Aya is little used to having the opportunity to set her own priorities, but she likes it. She's not hurting for any material resources, and the organization of the attic would produce those more than anything else; and she has this entire bookshelf closer to hand. So the attic, which may or may not contain ghosts, languishes; and she steadily works through the book collection. Right now she is on the third in a series of myths from the old religion; this volume is about Aelare, the trickster.
Aya goes back downstairs (carefully, carefully) and looks to see if the nameless son of the Duke is in his room.

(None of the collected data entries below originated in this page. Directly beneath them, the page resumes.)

PR #13, opened 2022-08-22
feat: re-structuring of register-oracle cmd

### LINKED ISSUE #7: Implement a cmd to request MsgRegisterOracle to Panacea
The followings need to be implemented:

- generating node key for sharing of oracle key
- sealing and storing the generated node private key
- generating remote report of the key
- broadcasting the MsgRegisterOracle Tx to Panacea

0xHansLee:
Close #7 

Some refactoring has been done including graceful shutdown and operation for each situation.

First, check if there is an existing node key.

If exists, continue the oracle registration process with the existing node key.
Or create a new one and request oracle registration to Panacea (done in #11).

When the node key exists, some checks would be done as below. 
- check if the existing node public key is equal to the one used in `OracleRegistration` in Panacea
- check the status of `OracleRegistration` (handling for each situation: `VotingPeriod`, `Passed`, `Rejected`)

### DIFF
--- a/cmd/doracled/cmd/register_oracle.go
+++ b/cmd/doracled/cmd/register_oracle.go
@@ -1,27 +1,16 @@
 package cmd
 
 import (
-	"crypto/sha256"
-	"encoding/base64"
 	"fmt"
-	sdk "github.com/cosmos/cosmos-sdk/types"
-	"github.com/edgelesssys/ego/enclave"
-	oracletypes "github.com/medibloc/panacea-core/v2/x/oracle/types"
+	"github.com/medibloc/panacea-doracle/client/flags"
 	"github.com/medibloc/panacea-doracle/config"
-	"github.com/medibloc/panacea-doracle/crypto"
-	"github.com/medibloc/panacea-doracle/panacea"
-	"github.com/medibloc/panacea-doracle/sgx"
-	"github.com/medibloc/panacea-doracle/types"
-	log "github.com/sirupsen/logrus"
+	"github.com/medibloc/panacea-doracle/server/regoracle"
+	"github.com/medibloc/panacea-doracle/server/service"
 	"github.com/spf13/cobra"
-	"path/filepath"
-)
+	"os"
+	"os/signal"
 
-const (
-	FlagTrustedBlockHeight = "trusted-block-height"
-	FlagTrustedBlockHash   = "trusted-block-hash"
-	FlagAccNum             = "acc-num"
-	FlagIndex              = "index"
+	log "github.com/sirupsen/logrus"
 )
 
 func RegisterOracleCmd() *cobra.Command {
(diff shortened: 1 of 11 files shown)


server/service/service.go
```diff
@@ -1,30 +1,98 @@
...
 	Conf          *config.Config
-	Store         store.Storage
+	OracleAccount *panacea.OracleAccount
+	TrustedHeight int64
+	TrustedHash   []byte
 	PanaceaClient panacea.GrpcClientI
 }
 
-func New(conf *config.Config) (*Service, error) {
+func New(cmd *cobra.Command, conf *config.Config) (*Service, error) {
```
gyuguen: How about moving this cmd variable to cmd package as before?

It would be better to pass the values (trustedBlockHeight, trustedBlockHash) obtained here rather than the command object. Or make a struct and put it there and pass it on.

cmd/doracled/cmd/start.go
```diff
@@ -23,7 +22,7 @@ var startCmd = &cobra.Command{
 			return fmt.Errorf("failed to init logger: %w", err)
 		}
 
-		return server.Run(conf)
+		return nil
```
gyuguen, line 25: Is this a temporary declaration of nil?

panacea/grpc_client.go
```diff
@@ -81,6 +83,23 @@ func (c *GrpcClient) GetAccount(panaceaAddr string) (authtypes.AccountI, error)
...
+	ctx, cancel := context.WithTimeout(context.Background(), time.Second)
+	defer cancel()
+
+	reqMsg := &oracletypes.QueryOracleRegistrationRequest{
+		UniqueId: uniqueID,
+		Address:  oracleAddr,
+	}
+	response, err := client.OracleRegistration(ctx, reqMsg)
+	if err != nil {
+		return &oracletypes.OracleRegistration{}, err
```
gyuguen: I think it would be good for OracleRegistration to return nil when an error occurs.
In general, when an error occurs, it is thought that only the error is checked and not the object that responded. :)

```suggestion
		return nil, err
```

server/regoracle/server.go
```diff
@@ -0,0 +1,168 @@
...
+}
+
+func (srv *Server) Close() error {
+	return nil
+}
+
+// continueRegistration continues the oracle registration process using the existing node key
+func (srv *Server) continueRegistration() error {
+	// get existing node key
+	nodePrivKeyBz, _ := sgx.UnsealFromFile(nodePrivKeyPath)
```
gyuguen: Wouldn't error checking be necessary here?

gyuguen (commented):
Thank you!
I left a few comment.

server/service/service.go
0xHansLee: I see. I agree with you. I'll make a new struct for the trusted block info.

cmd/doracled/cmd/start.go
0xHansLee: Yes. We have not implement the `start` cmd yet, so I just make it return nil.

server/regoracle/server.go
0xHansLee: Oh, I missed. I'll fix it

panacea/grpc_client.go
0xHansLee: ty. I changed it in [c9e91fc](https://github.com/medibloc/panacea-doracle/pull/13/commits/c9e91fc4af0152cff0421497127f61ff92c3ddf0)

server/regoracle/server.go
0xHansLee: fixed in [c9e91fc](https://github.com/medibloc/panacea-doracle/pull/13/commits/c9e91fc4af0152cff0421497127f61ff92c3ddf0)

server/service/service.go
0xHansLee: I changed in [adda53a](https://github.com/medibloc/panacea-doracle/pull/13/commits/adda53a5c1dbf4220d0dca7e6099a0f0bd1ba9b4) as you suggested. Thanks!

gyuguen (approved):
LGTM 👍

gyuguen:
Please add another reviewers :)

cmd/doracled/cmd/register_oracle.go
```diff
@@ -32,110 +23,120 @@ func RegisterOracleCmd() *cobra.Command {
...
-
-			cli, txBuilder, err := generateGrpcClientAndTxBuilder(conf)
-			if err != nil {
-				log.Errorf("failed to generate gRPC client and/or Tx builder: %v", err)
-				return err
+			defer svc.Close()
+
+			errChan := make(chan error, 1)
+
+			srv := regoracle.NewServer(svc)
```
youngjoon-lee, line 58: I don't get why this CLI needs a server and graceful shutdown. This makes things complicated.
Also the thing that you implemented is not a graceful shutdown.
Let's have a talk today.

youngjoon-lee (changes requested):

server/regoracle/server.go
```diff
@@ -0,0 +1,171 @@
...
+	// get unique ID
+	selfEnclaveInfo, err := sgx.GetSelfEnclaveInfo()
+	if err != nil {
+		return err
+	}
+
+	uniqueID := base64.StdEncoding.EncodeToString(selfEnclaveInfo.UniqueID)
+
+	// get oracle registration from Panacea.
+	// TODO: Should be replaced with light client query for data verification
```
audtlr24, line 67: Thanks for marking TODO. 
I think we initialize query client with `NewQueryClient` at `query_client.go` , before send query to panacea.
At this time, trusted block info, context, rpcAddr and chainId should be needed. So, I'm wondering where is the best place to call `NewQueryClient`.  Also, we should consider shut down of the query client  if oracle registration fails.

What about your opinion?

0xHansLee: The trusted block info would be given via flag of this command(`FlagTrustedBlockHeight`, `FlagTrustedBlockHash`).
And rpcAddr and chainID are added in `config.toml` as configuration params.

With our current structure, I would create a `NewQueryClient` inside `service.New` and the service would have a query client just like a gRPC client.

0xHansLee:
I would close this PR since we decided to make this `register-oracle` cmd simple.
This command will only execute generating node key and submitting transaction for registration of oracle to Panacea.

He is in his room; the door is closed.
The door opens.
"Hi," he says. He looks generally rumpled, like he was just napping, and has neglected to put on a shirt.
"Magic human turned into a set of standing tower pipes. Can apparently hear. I'm going to work out a code so it can communicate complicated information."

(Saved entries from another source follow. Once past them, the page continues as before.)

PR #15, opened 2022-08-23
feat: implement an event subscriber for RegisterOracle

### LINKED ISSUE #9: Implement an Event Interface and Subscriber
Implement an `Event` Interface. The `Event` Interface has the following method:
- `GetEventType()`
- `GetEventAttribute()`
- `GetEventHandler()`

Implement a `Subscriber`.
- When doracle starts, the doracle run subscriber with Tendermint RPC.
- The Tendermint websocket RPC address will be configured in `config.go`.

Implement a `RegisterOracle` event which implements an `Event` interface.
- Subscribe a `RegisterOracle` event.

inchori:
- Implement an event subscriber for RegisterOracle.
- The EventType, EventAttributeKey, and EventAttributeValue of `RegisterOracle` is `message.action='RegisterOracle'`.
- For now, subscriber running when `doracled start`.


config/config.go
```diff
@@ -22,9 +24,11 @@ func DefaultConfig() *Config {
 			LogLevel:       "info",
 			OracleMnemonic: "",
 			ListenAddr:     "127.0.0.1:8080",
+			Subscriber:     "",
```
gyuguen: What is a `Subscriber`?
Does this simply mean the subscriber's name?

event/event.go
```diff
@@ -0,0 +1,11 @@
+package event
+
+type Event interface {
+	GetEventType() string
+
+	GetEventAttributeKey() string
+
+	GetEventAttributeValue() string
+
+	GetEventHandler()
```
gyuguen:
```suggestion
	GetEventHandler() func() error
```

event/subscriber.go
```diff
@@ -0,0 +1,99 @@
...
+	"context"
+	"fmt"
+	"github.com/medibloc/panacea-doracle/config"
+	log "github.com/sirupsen/logrus"
+	rpchttp "github.com/tendermint/tendermint/rpc/client/http"
+	"time"
+)
+
+type PanaceaSubscriber struct {
+	WSAddr     string
```
gyuguen: I think this is an unnecessary field.
There seems to be no place to use this.

event/subscriber.go
```diff
@@ -0,0 +1,99 @@
...
+const (
+	RegisterOracle PanaceaEventStatus = 1
+)
+
+func (s *PanaceaSubscriber) Run(event ...PanaceaEventStatus) error {
+	log.Infof("start panacea event subscriber")
+	client, err := rpchttp.New(s.WSAddr, "/websocket")
+	if err != nil {
+		return err
+	}
```
gyuguen:
```suggestion
	
```

I think it is unnecessary.

server/server.go
```diff
@@ -49,6 +50,12 @@ func Run(conf *config.Config) error {
 	case <-signalCh:
 		log.Info("signal detected")
 	}
+
+	err = subscriber.Close()
+	if err != nil {
+		return err
+	}
```
gyuguen:
```suggestion
	if err := subscriber.Close(); err != nil {
		return err
	}
```

gyuguen (commented):
Thank you.
i left a few comment :)

event/register_oracle_event.go
```diff
@@ -0,0 +1,26 @@
...
+	return e.EventAttributeKey
+}
+
+func (e RegisterOracleEvent) GetEventAttributeValue() string {
+	return e.EventAttributeValue
+}
+
+func (e RegisterOracleEvent) GetEventHandler() {
+	panic("implement me")
+}
```
gyuguen:
```suggestion
func (e RegisterOracleEvent) GetEventHandler() func() error {
	return e.EventHandler
}
```

event/subscriber.go
```diff
@@ -0,0 +1,99 @@
...
+	Subscriber string
+	Client     *rpchttp.HTTP
+}
+
+// NewSubscriber generates a rpc http client with websocket address.
+func NewSubscriber(conf *config.Config) (*PanaceaSubscriber, error) {
+	client, err := rpchttp.New(conf.Panacea.WSAddr, "/websocket")
+	if err != nil {
+		return nil, err
+	}
```
0xHansLee: RPC client is also used in light client. I think we can share the RPC client for both light client and subscriber.
But it's out of scope of this PR, so let's refactor these when merging everything.

event/subscriber.go
0xHansLee: You can use `s.Client`

config/config.go
inchori: Yes, this is just a subscriber's name. It is used in `client.Subscribe(ctx, "subscriber's name", query)`.
How about delete this and leave a name empty?

event/subscriber.go
```diff
@@ -0,0 +1,99 @@
...
+	}, nil
+}
+
+type PanaceaEventStatus int32
+
+const (
+	RegisterOracle PanaceaEventStatus = 1
+)
+
+func (s *PanaceaSubscriber) Run(event ...PanaceaEventStatus) error {
```
0xHansLee: Do you have any specific reason to use `PanaceaEventStatus` instead of `Event` interface itself?

server/server.go
```diff
@@ -49,6 +50,11 @@ func Run(conf *config.Config) error {
 	case <-signalCh:
 		log.Info("signal detected")
 	}
+
+	if err = subscriber.Close(); err != nil {
+		return err
+	}
+
```
0xHansLee: If subscriber is needed only for close, you can close the subscriber in `cmd/start.go` using defer function.

config/config.go
youngjoon-lee: > How about delete this and leave a name empty?

+1

event/register_oracle_event.go
```diff
@@ -0,0 +1,26 @@
...
+	return e.EventAttributeKey
+}
+
+func (e RegisterOracleEvent) GetEventAttributeValue() string {
+	return e.EventAttributeValue
+}
+
+func (e RegisterOracleEvent) GetEventHandler() func() error {
+	return e.EventHandler
+}
```
youngjoon-lee:
```suggestion
type RegisterOracleEvent struct {}

func (e RegisterOracleEvent) GetEventType() string {
	return "message"
}

func (e RegisterOracleEvent) GetEventAttributeKey() string {
	return "action"
}

func (e RegisterOracleEvent) GetEventAttributeValue() string {
	return "RegisterOracle"
}

func (e RegisterOracleEvent) EventHandler() error {
	// TODO: Executing Voting Tx
	fmt.Println("RegisterOracle Event Handler")
	return nil
}
```
It's good to have the `Event` interface as you did.
You can implement this `RegisterOracleEvent` struct statically because the logic of these 4 functions won't be changed dynamically.

event/subscriber.go
inchori: I didn't review light client yet. When merging everything, it will be refactored! Thanks!

event/subscriber.go
inchori: The `PanaceaEventStatus` is used just for using enumerated events.

youngjoon-lee: I think the same

event/subscriber.go
```diff
@@ -0,0 +1,89 @@
...
+	ctx, cancel := context.WithTimeout(context.Background(), 1*time.Second)
+	defer cancel()
+
+	for _, e := range event {
+		convertedEvent := convertEventStatusToEvent(e)
+		query := convertedEvent.GetEventType() + "." + convertedEvent.GetEventAttributeKey() + "=" + convertedEvent.GetEventAttributeValue()
+		txs, err := s.Client.Subscribe(ctx, s.Subscriber, query)
+		if err != nil {
+			return err
+		}
```
youngjoon-lee: It's better to create a context (with timeout) right before calling `s.Client.Subscribe`, if you intended to set the 1s timeout for sending a ''subscribe' request to the Panacea.
If you create a context outside of the loop and reuse it for 'subscribe' calls, the timeout error will occur unless all 'subscribe' calls are done in 1s.

event/register_oracle_event.go
inchori: Oh, I got it. It makes sense. Thank you!

event/subscriber.go
inchori: When I changed like following code, there has a warning in `defer.cancel()`.
The warning said `Possible resource leak, 'defer' is called in the 'for' loop`. Is it okay to change like following code?
```go
for _, e := range event {
		convertedEvent := convertEventStatusToEvent(e)
		query := convertedEvent.GetEventType() + "." + convertedEvent.GetEventAttributeKey() + "=" + convertedEvent.GetEventAttributeValue()

		ctx, cancel := context.WithTimeout(context.Background(), 1*time.Second)
		defer cancel()

		txs, err := s.Client.Subscribe(ctx, "", query)
		if err != nil {
			return err
		}
```

config/config.go
inchori: I just leave a subscriber's name field empty.

event/event.go
```diff
@@ -0,0 +1,11 @@
...
+
+type Event interface {
+	GetEventType() string
+
+	GetEventAttributeKey() string
+
+	GetEventAttributeValue() string
+
+	EventHandler() error
+}
```
gyuguen: What if we could add a `ResultEvent` to the handler to use?

```suggestion
package event

import ctypes "github.com/tendermint/tendermint/rpc/core/types"

type Event interface {
	GetEventType() string

	GetEventAttributeKey() string

	GetEventAttributeValue() string

	EventHandler(ctypes.ResultEvent) error
}
```

inchori: Yes, I agree.
So we can query or verify with `ResultEvent`.

inchori: Fixed in [133371d](https://github.com/medibloc/panacea-doracle/pull/15/commits/133371d7ed9d36e9098f466b94346c31aae260ce).

event/subscriber.go
```diff
@@ -0,0 +1,77 @@
...
+	log.Infof("start panacea event subscriber")
+
+	for _, e := range events {
+		query := e.GetEventType() + "." + e.GetEventAttributeKey() + "=" + e.GetEventAttributeValue()
+
+		ctx, cancel := context.WithTimeout(context.Background(), 1*time.Second)
+		defer cancel()
+
+		fmt.Println(query)
+
```
0xHansLee:
```suggestion
```

event/subscriber.go
```diff
@@ -0,0 +1,77 @@
...
+		txs, err := s.Client.Subscribe(ctx, "", query)
+		if err != nil {
+			return err
+		}
+
+		e := e
```
0xHansLee:
```suggestion
```

event/subscriber.go
```diff
@@ -0,0 +1,77 @@
...
+		go func() {
+			for range txs {
+				t := <-txs
+				fmt.Println("got ", t.Events)
+				_ = e.EventHandler(t)
+			}
```
0xHansLee:
```suggestion
			for t := range txs {
				fmt.Println("got ", t.Events)
				_ = e.EventHandler(t)
			}
```
You can use like this :)

event/subscriber.go
```diff
@@ -0,0 +1,77 @@
...
+}
+
+//func convertEventTypeToEvent(eventType string) Event {
+//	switch eventType {
+//	case types.EventTypeRegistrationVote:
+//		return RegisterOracleEvent{}
+//	default:
+//		return nil
+//	}
+//}
```
0xHansLee: you can delete this commented code block :)

event/subscriber.go
```diff
@@ -0,0 +1,77 @@
...
+
+func (s *PanaceaSubscriber) Close() error {
+	log.Infof("closing panacea event subscriber")
+	if err := s.Client.Stop(); err != nil {
+		return err
+	}
+	return nil
```
0xHansLee:
```suggestion
	return s.Client.Stop()
```
If you don't wrap the error from `s.Client.Stop()` or this `Close()` only call the `s.Client.Stop()`, you can just return it.

inchori: Thanks for comment!

event/subscriber.go
inchori: If I deleted this, there has a lint issue. So I'll check and fix it and ping re-review to you.

inchori: Fixed in [37ab159](https://github.com/medibloc/panacea-doracle/pull/15/commits/37ab159f1a1202f0347b14dedb4374f52e42c5fa).

0xHansLee (approved):
lgtm

gyuguen (approved):
LGTM 👍

event/subscriber.go
youngjoon-lee: Yeah. The warning matters. Let me check how the `s.Client.Subscribe` is implemented. 1 sec.

youngjoon-lee: Alright. I just checked how the internal of `Subscribe(ctx, ...)` works. The `ctx` is used only when sending a packet which initializes the subscription. After the subscription is established, the `ctx` is not used. It means that the subscriber will subscribe new events endlessly as we intend. All good.

Nevertheless, it's important to set a timeout using `ctx` as you did, so that we can get a timeout error if it takes a long time to send a initialization packet.
To avoid the warning in terms of `defer`, I would recommend you to define a new function like:
```go
func subsribe(query string) {
          ctx, cancel := context.WithTimeout(context.Background(), 1*time.Second)
          defer cancel()

          txs, err := s.Client.Subscribe(ctx, "", query)
          if err != nil {
              return err
          }

          go func(e Event) {
              for t := range txs {
                  fmt.Println("got ", t.Events)
                  _ = e.EventHandler(t)
              }
          }(e)
}
```

Then, you can call this function in your for loop.

youngjoon-lee: Actually, you don't need to set timeouts for now when communicating with Tendermint. There are lots of logics in our doracle which communicate with Tendermint, but we aren't setting any timeout for now. Later, we have to define a new parameter `panacea_write_timeout` in our `config.toml`, and use it everywhere. But, let's go with your code for now.

inchori: Okay I got it!. Thank you.
I refactored in [67719da](https://github.com/medibloc/panacea-doracle/pull/15/commits/67719daf9bf6e90041cceae9d5adeb4c60315bc8).

service/service.go
```diff
@@ -0,0 +1,64 @@
...
+	OracleAccount *panacea.OracleAccount
+	OraclePrivKey *btcec.PrivateKey
+	UniqueID      string
+
+	QueryClient *panacea.QueryClient
+	GrpcClient  *panacea.GrpcClient
+}
+
+func New(conf *config.Config) (*Service, error) {
+	homeDir, err := os.UserHomeDir()
```
gyuguen, line 27: When I tested, the homeDir set here and [another homeDir](https://github.com/medibloc/panacea-doracle/blob/main/cmd/doracled/cmd/root.go#L36) are different.

```
# gen-oracle-key command
/data/.panacea/oracle_priv_key.sealed

# run command
/data/oracle_priv_key.sealed
```

event/subscriber.go
```diff
@@ -37,23 +37,32 @@ func (s *PanaceaSubscriber) Run(events ...Event) error {
 	for _, e := range events {
 		query := e.GetEventType() + "." + e.GetEventAttributeKey() + "=" + e.GetEventAttributeValue()
```
youngjoon-lee: I think we can move this line 38 into the `subscribe()` function that you just added.

youngjoon-lee (approved):
lgtm

service/service.go
0xHansLee: I'll check and fix it. Thank you gyuguen.

gyuguen: Good.

It would be good to commonize the part that gets thest paths later.

0xHansLee: Agreed. I'll do that in another PR.

gyuguen: I'm making a function that can set homeDir (`doracle start --home /data/.doracle2`), so let's do this together. :)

"...I definitely didn't expect that," he says. "I wonder - where it's from, how long it's been that way. Is it that huge one that kind of looks like it fell out of a magic? I always thought the designer was just really eccentric. It's never sung around me."
"It's the hugest set of tower pipes up there. Do you want to see if it'll sing around you now?"
Aya collects papers and pens and goes back up, presumably with him following.
"Hello again. So, I'm not much of a musician and definitely not blessed with perfect pitch - you?" she asks her companion.
"As you can maybe tell from the attic full of instruments I don't play, I'm not that musical either."
"For all I knew you used to take lessons, or sometimes go through phases where you sing - the question is how good we are at distinguishing pitches, it'll affect how complicated and therefore how fast the code can be." Aya starts writing out the letters of the alphabet. "For myself, I think I can tell apart - anything actually too low for me to sing, anything I'd have to sing more in my chest than up in my throat, anything higher than that still in my range, and anything too high for me to sing. So that's four possible recognizable starting pitch groups, and I think this set of pipes easily exceeds what I can get out -" Aya sings aaah as high as she can, then as low as she can, demonstratively.
"I'm not sure what I can tell apart just listening," he says thoughtfully. "But we could watch the keys, too, couldn't we?"
Aya peers at the keys. "That might work too, but I'd want to label them. Whistle once if you object to that, twice if you don't?"
Counting just the ones outside: thirty-seven. And someone sitting directly in front of the tower could see them all at once.
"There's enough to have one for every letter in the Esevi alphabet and then some. Are you literate in Esevi?" asks Aya.